▶ [Directions for this task]: Up to and including the line with "- Fixes none", please set down the entries below exactly, starting from the first line.

[Saved data entries]
PR #3244, opened 2023-01-14
fix(request): mark request as approved if media is already available when retrying failed request

danshilm:
#### Description

Failed requests whose media have become available while the request wasn't retried would fail with the error message `Media already available` when retried. This changes that behaviour to mark the request as approved instead.

N/A

#### To-Dos

#### Issues Fixed or Closed

- Fixes none

### DIFF
--- a/server/entity/MediaRequest.ts
+++ b/server/entity/MediaRequest.ts
@@ -767,7 +767,7 @@ export class MediaRequest {
         if (
           media[this.is4k ? 'status4k' : 'status'] === MediaStatus.AVAILABLE
         ) {
-          logger.warn('Media already available, marking request as APPROVED', {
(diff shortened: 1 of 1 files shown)


server/entity/MediaRequest.ts
```diff
@@ -767,7 +767,16 @@ export class MediaRequest {
         if (
           media[this.is4k ? 'status4k' : 'status'] === MediaStatus.AVAILABLE
         ) {
-          throw new Error('Media already available');
+          logger.warn('Media already available, marking request as APPROVED', {
```
sct, line 770: Maybe we should change the wording to "Media already exists in Radarr" since it may not actually be fully available?

danshilm: Sounds good!

sct (approved):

▶ [Answer section]:
PR #3244, opened 2023-01-14
fix(request): mark request as approved if media is already available when retrying failed request

danshilm:
#### Description

Failed requests whose media have become available while the request wasn't retried would fail with the error message `Media already available` when retried. This changes that behaviour to mark the request as approved instead.

N/A

#### To-Dos

#### Issues Fixed or Closed

- Fixes none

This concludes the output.